Despite ranking sixth globally, Credit Suisse has spots of outperformance. Asian equities are one: Meissner said the bank's equities franchise ranks second in Asia; U.S. electronic trading is another - Credit bank ranks fourth here. Despite the closure of prime broking, Credit Suisse plans to continue investing and playing in both these markets. It will even still be offering index products, single swaps and delta one products in Asia, even though they're typically prime broking dependent. "These are essential components of our Asian equities franchise and this is something we want to protect," said Meissner today.

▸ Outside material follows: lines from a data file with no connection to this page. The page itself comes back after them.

PR #613, opened 2025-10-21
Remove passthrough functions on models

### LINKED ISSUE #602: Remove set_grid, write_grid, read_grid, etc. from WflowModel
Since there is no limitation in the names of functions, we were considering to rename set_grid, read_grid, and write_grid, to resp. set_staticmaps, read_staticmaps, and write_staticmaps.

It's a simple rename, but requires the user to make some changes in their yaml files.

aslowwriter:
## Issue addressed
Fixes #602 

## Explanation
 The verb methods on the model class have just been passthrough functions for compatibility for a while, and we decided they are not necessary anymore, so this PR removes them. 

## Checklist

### DIFF
--- a/hydromt_wflow/wflow_base.py
+++ b/hydromt_wflow/wflow_base.py
@@ -1748,19 +1748,14 @@ one variable and variables list is not provided."
             return
         self.write_data_catalog()
         _ = self.config.data  # try to read default if not yet set
-        if "staticmaps" in self.components:
-            self.staticmaps.write(filename=grid_filename)
-            self.staticmaps.write_region(
-                filename=str(Path(geoms_folder) / "region.geojson"), to_wgs84=True
-            )
-        if "geoms" in self.components:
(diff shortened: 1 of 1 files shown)


hydromt_wflow/wflow_base.py
```diff
@@ -1750,21 +1749,21 @@ def write(
...
         if "tables" in self.components:
-            self.write_tables()
+            self.tables.write()
         if "states" in self.components:
-            self.write_states(filename=states_filename)
+            self.states.write(filename=states_filename)
 
         # Write the config last as variables can get set in other write methods
-        self.write_config(filename=config_filename)
+        self.config.write(filename=config_filename)
```
LuukBlom: Can you give this the same format as the `WflowBaseModel.read` function? 
I think its weird we do these if checks, since the components are hardcoded to be available in `WflowBaseModel.__init__`

savente93: sure

PR #630, opened 2025-10-27
Only load reservoir_sh and reservoir_hq tables

deltamarnix:
## Explanation
When loading the tables, it looked for all *.csv files and was not specific in reservoir_{sh,hq}_*.csv.
This happens when reservoir_accuracy.csv is written next to the staticmaps folder.
Bug was introduced in combination of #582 and #598

## Checklist


JoostBuitink:
Very quick "drive-by-comment": note that for v0.x models these tables were called "lake_{sh,hq}_xxx.csv". For the model conversion code, these files still need to be read, so just be aware to also update that part of the codebase.

PR #642, opened 2025-11-05
Changed cold start flag to true in model conversion code

### LINKED ISSUE #633: Change cold start flag to `true` in model conversion code
### Kind of request

None

### Enhancement Description

When converting v0.x model, check if `reinit` (v1.0 name is `cold_start__flag`) is set to `false` . If so, reset the value back to `true` (since converting states is not supported, and doesn't have to be supported), and log this as a warning message to ensure the user is aware of this modification. 

### Use case

_No response_

### Additional Context

_No response_

Tjalling-dejong:
Added a check in _convert_to_wflow_v1 that checks if reinit is set to false and then logs a warning that this flag will be set to true because reinit=false is no longer supported in wflow v1. 

## Issue addressed
Fixes #633 

## Explanation

## Checklist

### DIFF
--- a/hydromt_wflow/version_upgrade.py
+++ b/hydromt_wflow/version_upgrade.py
@@ -132,8 +132,10 @@ def _convert_to_wflow_v1(
     """
     if config["model"].get("reinit") == False:
         logger.warning(
-            "The 'reinit' option set to False is no longer supported in Wflow v1. "
-            "It will be converted to 'cold_start__flag = True'."
+            "Converting states is not supported by this conversion code, therefore the "
+            "reinit option (new name cold_start__flag) is adjusted to True. If model "
+            "states are required, please produce new states using a Wflow simulation or"
+            " use the setup_cold_states function."
         )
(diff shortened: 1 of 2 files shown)


hydromt_wflow/version_upgrade.py
```diff
@@ -130,6 +130,12 @@ def _convert_to_wflow_v1(
     config_out: dict
         The converted config.
     """
+    if config["model"].get("reinit") == False:
+        logger.warning(
+            "The 'reinit' option set to False is no longer supported in Wflow v1. "
+            "It will be converted to 'cold_start__flag = True'."
```
JoostBuitink: I would change this message into something like: "Converting states is not supported by this conversion code, therefore the `reinit` option (new name `cold_start__flag`) is adjusted to `True`. If model states are required, please produce new states using a Wflow simulation or use the `setup_cold_states` function."

hboisgon (approved):
LGTM!

PR #658, opened 2025-11-11
Remove non-reachable docs

deltamarnix:
Removed the following folders that are not reachable in the version switcher: preview, v1.0.0rc1, vf{major}.{minor}.{patch}{suffix}.
Removed versions.json, because it is not used. Instead we use switcher.json

These folders are not relevant, as they are not part of the switcher.json file.

## Checklist


savente93 (approved):
Yeah I think this is okay. thanks!

PR #1253, opened 2016-12-15
[meta.rel] Fix incorrect use of \grammarterm{return-statement}.

### LINKED ISSUE #445: 20.10.6 [meta.rel] says "return-statement"

jensmaurer:
Fixes #445.

### DIFF
--- a/source/utilities.tex
+++ b/source/utilities.tex
@@ -16312,11 +16312,11 @@ To test() {
 \end{codeblock}
 
 \begin{note} This requirement gives well defined results for reference types, void
-types, array types, and function types.\end{note} Access checking is performed as
-if in a context unrelated to \tcode{To} and \tcode{From}. Only the validity of
-the immediate context of the expression of the \grammarterm{return-statement}
-(including conversions to the return type) is considered. \begin{note} The
-evaluation of the conversion can result in side effects such as the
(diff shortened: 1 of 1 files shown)


source/utilities.tex
```diff
@@ -16312,11 +16312,11 @@
...
 \begin{note} This requirement gives well defined results for reference types, void
-types, array types, and function types.\end{note} Access checking is performed as
-if in a context unrelated to \tcode{To} and \tcode{From}. Only the validity of
-the immediate context of the expression of the \grammarterm{return-statement}
-(including conversions to the return type) is considered. \begin{note} The
-evaluation of the conversion can result in side effects such as the
+types, array types, and function types.\end{note} Access checking is performed
+in a context unrelated to \tcode{To} and \tcode{From}. Only the validity of
+the immediate context of the \grammarterm{expression} of the \tcode{return} statement
+(including conversions to the returned object or reference) is considered. \begin{note} The
```
tkoeppe: Did you mean to retain "conversion to" here? @zygoloid suggested "initialization of" instead. It seems more accurate to "initialize a reference" than to "convert to a reference".

jensmaurer: Right.

jensmaurer:
Updated to use "initialization of" instead of "conversion".

PR #1261, opened 2016-12-16
[dcl.array], [temp.deduct.type] Split notes spanning numbered paragra…

jensmaurer:
…phs.

Partially addresses #781.

### DIFF
--- a/source/declarators.tex
+++ b/source/declarators.tex
@@ -1138,7 +1138,7 @@ is interpreted
 in such a way that
 \tcode{E1[E2]}
 is identical to
-\tcode{*((E1)+(E2))}.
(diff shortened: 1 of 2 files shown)


source/declarators.tex
```diff
@@ -1183,6 +1185,7 @@
 is applied to this pointer,
 the result is the pointed-to $(n-1)$-dimensional array,
 which itself is immediately converted into a pointer.
+\end{note}
```
tkoeppe: The alternative is to put the example inside the note, all in one paragraph. It depends on whether the example illustrates the note, or the general theme of this section.

jensmaurer:
Updated as desired.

Intentions are one thing, but reality may yet turn out to be another. The problem with prime broking is that it has a multiplier effect: hedge fund clients who come to the prime broking unit generate revenues across the global markets division. As we've written before, it's this that has been exploited to maximum effect by Goldman Sachs, JPMorgan and Morgan Stanley. JPMorgan deliberatedly built out its prime broking business after seeing how Morgan Stanley had used prime to generate equities revenues. Goldman Sachs set about doing the same. Prime is an important "strategic objective" for Goldman's equity franchise, said ex-CFO Goldman Sachs CFO Stephen Scherr earlier this year. Not only do prime services clients generate stable revenues for the equities business, but they "feed into a variety of other revenues sources" more broadly, he added.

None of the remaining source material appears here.